Intel (NASDAQ:INTC) is trying to make a mountain out of a mole hill – trying to place the company's ill-conceived Atom chip in every conceivable market to validate its existence to shareholders. Now according to Bloomberg, Anand Chandrasekher, who lead the chipmaker’s faltering attempt to get into the mobile-phone market, has resigned from the company.
Atom got off to a rocky start with Intel. The company correctly positioned the processor in the nascent netbook market. I noted back in January 8, 2009, in a Seeking Alpha article that Intel lost as much a $1 billion misjudging the success of the netbook and switching production from more lucrative notebook chips like the Penryn to make up for a shortfall in Atom chips.
Much of the ballyhoo in the netbook debate over market growth and Atom versus ARM Holdings (NASDAQ:ARMH) processors is history. The netbook market is dead. Out of the ashes came the media tablet. The debate between Atom and ARM has now merely been moved to a different platform.
Atom held a dominate market position for the netbook because it could compute intensive tasks such as MS Office functions using Microsoft Windows software. ARM was delegated primarily to Internet surfing and apps. With the netbook market dead, the problem for Intel is that consumers are not purchasing the media tablet as a lower cost, more portable netbook to tote around. They are buying it for surfing the web and Internet apps.
Now comes a major blow to Intel’s dreams of its Atom – Windows 8 will run on ARM. While Windows CE supported ARM devices, it offered lackluster performance. Microsoft’s (NASDAQ:MSFT) Windows 8 move is likely due to the market momentum of Google’s (NASDAQ:GOOG) Android. So, for any media tablet owner who does want to do computer intensive tasks, Windows 8 on ARM offers a viable opportunity.
The resignation of Anand Chandrasekher is due to Intel’s belief that it will compete successfully against ARM in the smartphone market. The problem is ARM owns the Mobile Internet Device space. They own 95% of the mobile phone market and 85% of the smartphone market in unit shipments. ARM processors are being manufactured in the best semiconductor facilities. Companies that are currently or formerly ARM licensees include Alcatel (ALU), Atmel (NASDAQ:ATML), Broadcom (BRCM), Cirrus Logic (NASDAQ:CRUS), Digital Equipment Corporation, Freescale, Intel (through DEC), LG Group, Marvell Technology Group (NASDAQ:MRVL), NEC, NVIDIA (NASDAQ:NVDA), NXP (previously Philips), Oki, Qualcomm (NASDAQ:QCOM), Samsung (OTC:SSNLF), Sharp (OTCPK:SHCAY), ST Microelectronics (NYSE:STM), Symbios Logic, Texas Instruments (NASDAQ:TXN), TSMC, VLSI Technology, Yamaha (OTCQX:YAMCY) and ZiiLABS.

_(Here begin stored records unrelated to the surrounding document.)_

PR #142, opened 2026-05-08
feat(bytes): @endo/bytes package for platform-neutral byte operations

kriscendobot:
Refs: #140 (design)

## Description

Adds the new `@endo/bytes` leaf package providing `concatBytes`, `bytesEqual`, `bytesFromText`, and `bytesToText` for platform-neutral byte handling, built on `Uint8Array` with `TextEncoder` / `TextDecoder` captured once at module load.

The public surface is per-export modules with kebab-case file names (`concat.js`, `equals.js`, `from-string.js`, `to-string.js`), each re-exporting from `src/<same>.js`. No barrel module; consumers import like `import { bytesEqual } from '@endo/bytes/equals.js'`.

Migrates non-platform consumer call sites:

- `packages/cli`: replaces local concat and inline `TextDecoder` with `concatBytes` / `bytesToText`.
- `packages/daemon`: replaces `Buffer.concat(chunks)` (the last `Buffer` use on this portable code path) with `concatBytes`; consolidates `TextEncoder` / `TextDecoder` use across `connection.js`, `daemon.js`, `directory.js`, `worker.js`, `debug-session.js`, `daemon-node-powers.js`, `daemon-go-powers.js`, `bus-daemon-node-powers.js`, `bus-daemon-rust-xs.js`, `networks/ws-relay.js`, `envelope.js`. Drops the `/* global Buffer */` directive from `envelope.js`.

Intel continues to pour money into the Atom. Intel announced last month it will spend $5 billion on a new fab in Oregon, to make 14-nanometer chips – smaller chips to compete against ARM chips already smaller and already dominating the same market Intel is going after.
Now Intel wants to stick its Atom in computer servers. ARM rolled out its A15 core in 2010 with enhanced memory support for servers and networking gear. To me it makes sense, because high- performance servers require increasingly power-hungry processors – namely Intel Xeon processors. Even though these operate at 20 watts, the Atom-based server will operate at under 10 watts. That’s great if you are a data center. But what does that do for Intel. An ARM-based server from startup Calxeda is expected to operate at only 5 watts. More importantly, the price tag of an Atom is well below $100 each while the price of its 20 watt e3-1220l server processor is about $300 each.
I said in an October 2, 2009, Seeking Alpha post, “Intel Facing a Formidable Foe in ARM,” that Intel needs to buy ARM Holdings as the only solution to being a dominant player in the mobile market. Intel keeps skirting the issue. It purchased Infineon for $1.4 billion last year because Infineon’s chips are used in smartphones. Even more interesting, Intel’s acquiring Infineon’s business came four years after selling its ARM business to Marvell (MRVL), another misfire.
It’s not clear what the purchase price of ARM would be, but the $5 billion spent by Intel on a new fab to build chips to compete against ARM would probably do the trick. Intel doesn’t have much time. Once Windows 8 comes out, it will put the company further behind.
Disclosure: I have no positions in any stocks mentioned, and no plans to initiate any positions within the next 72 hours.